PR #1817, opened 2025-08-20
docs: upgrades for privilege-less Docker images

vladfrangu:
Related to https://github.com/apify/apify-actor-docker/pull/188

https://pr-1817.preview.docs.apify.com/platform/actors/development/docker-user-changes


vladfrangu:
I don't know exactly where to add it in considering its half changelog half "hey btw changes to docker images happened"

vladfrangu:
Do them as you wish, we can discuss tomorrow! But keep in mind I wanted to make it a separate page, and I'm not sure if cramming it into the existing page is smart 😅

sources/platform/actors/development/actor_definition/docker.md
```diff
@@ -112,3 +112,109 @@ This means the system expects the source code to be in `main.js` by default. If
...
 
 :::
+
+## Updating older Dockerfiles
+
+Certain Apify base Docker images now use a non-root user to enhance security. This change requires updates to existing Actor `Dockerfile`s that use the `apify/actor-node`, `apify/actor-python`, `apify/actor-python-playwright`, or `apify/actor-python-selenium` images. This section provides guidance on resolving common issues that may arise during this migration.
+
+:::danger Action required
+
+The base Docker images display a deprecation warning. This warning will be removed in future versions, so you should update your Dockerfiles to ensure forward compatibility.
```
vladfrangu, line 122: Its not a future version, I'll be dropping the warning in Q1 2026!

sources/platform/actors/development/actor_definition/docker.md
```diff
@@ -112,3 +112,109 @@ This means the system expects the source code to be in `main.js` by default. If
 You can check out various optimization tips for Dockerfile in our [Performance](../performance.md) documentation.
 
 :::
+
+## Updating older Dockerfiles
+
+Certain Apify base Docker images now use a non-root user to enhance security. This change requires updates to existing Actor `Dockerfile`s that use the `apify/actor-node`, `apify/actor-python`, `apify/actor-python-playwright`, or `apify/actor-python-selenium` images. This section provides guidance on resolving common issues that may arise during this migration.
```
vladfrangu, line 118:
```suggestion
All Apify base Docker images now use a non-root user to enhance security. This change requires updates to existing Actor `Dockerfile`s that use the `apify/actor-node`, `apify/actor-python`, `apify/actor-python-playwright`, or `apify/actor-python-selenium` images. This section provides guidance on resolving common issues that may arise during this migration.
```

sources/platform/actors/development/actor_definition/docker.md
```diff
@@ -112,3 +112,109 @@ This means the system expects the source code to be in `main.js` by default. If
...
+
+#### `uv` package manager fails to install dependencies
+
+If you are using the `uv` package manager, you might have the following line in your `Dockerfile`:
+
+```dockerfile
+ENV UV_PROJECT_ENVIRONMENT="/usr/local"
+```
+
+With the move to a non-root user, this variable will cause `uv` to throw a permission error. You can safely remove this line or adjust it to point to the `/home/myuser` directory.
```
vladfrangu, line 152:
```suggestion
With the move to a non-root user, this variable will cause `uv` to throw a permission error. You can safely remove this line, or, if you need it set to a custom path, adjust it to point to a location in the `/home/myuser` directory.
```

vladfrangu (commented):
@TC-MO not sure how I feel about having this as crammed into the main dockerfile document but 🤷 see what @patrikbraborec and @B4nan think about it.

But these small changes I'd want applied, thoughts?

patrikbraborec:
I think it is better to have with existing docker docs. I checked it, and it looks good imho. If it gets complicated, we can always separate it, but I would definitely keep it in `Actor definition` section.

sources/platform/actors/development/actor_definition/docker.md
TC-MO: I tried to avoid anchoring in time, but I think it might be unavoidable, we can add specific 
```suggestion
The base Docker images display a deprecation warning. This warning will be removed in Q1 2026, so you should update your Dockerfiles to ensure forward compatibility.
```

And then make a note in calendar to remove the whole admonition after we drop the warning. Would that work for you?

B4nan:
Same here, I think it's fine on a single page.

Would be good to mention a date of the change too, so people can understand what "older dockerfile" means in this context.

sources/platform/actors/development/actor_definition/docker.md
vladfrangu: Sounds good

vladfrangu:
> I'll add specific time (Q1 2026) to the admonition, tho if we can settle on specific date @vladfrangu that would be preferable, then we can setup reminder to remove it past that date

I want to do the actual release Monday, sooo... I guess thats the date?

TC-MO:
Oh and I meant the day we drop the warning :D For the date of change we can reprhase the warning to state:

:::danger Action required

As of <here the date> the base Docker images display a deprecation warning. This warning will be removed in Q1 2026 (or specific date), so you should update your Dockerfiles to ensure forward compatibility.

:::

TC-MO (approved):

* * *

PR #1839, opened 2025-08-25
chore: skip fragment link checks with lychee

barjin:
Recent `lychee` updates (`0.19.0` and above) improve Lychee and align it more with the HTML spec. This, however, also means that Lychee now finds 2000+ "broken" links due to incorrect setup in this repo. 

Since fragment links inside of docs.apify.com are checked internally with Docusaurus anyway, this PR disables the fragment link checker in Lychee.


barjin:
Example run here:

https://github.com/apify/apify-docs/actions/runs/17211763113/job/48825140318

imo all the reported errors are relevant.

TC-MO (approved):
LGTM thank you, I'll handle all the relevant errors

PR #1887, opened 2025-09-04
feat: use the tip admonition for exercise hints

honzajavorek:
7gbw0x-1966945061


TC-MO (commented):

Required work →
Output should match, line for line, the stretch of the material above from the line holding "PR #1839, opened 2025-08-25" through the line holding "PR #1887, opened 2025-09-04".

Completed task →
PR #1839, opened 2025-08-25
chore: skip fragment link checks with lychee

barjin:
Recent `lychee` updates (`0.19.0` and above) improve Lychee and align it more with the HTML spec. This, however, also means that Lychee now finds 2000+ "broken" links due to incorrect setup in this repo. 

Since fragment links inside of docs.apify.com are checked internally with Docusaurus anyway, this PR disables the fragment link checker in Lychee.


barjin:
Example run here:

https://github.com/apify/apify-docs/actions/runs/17211763113/job/48825140318

imo all the reported errors are relevant.

TC-MO (approved):
LGTM thank you, I'll handle all the relevant errors

PR #1887, opened 2025-09-04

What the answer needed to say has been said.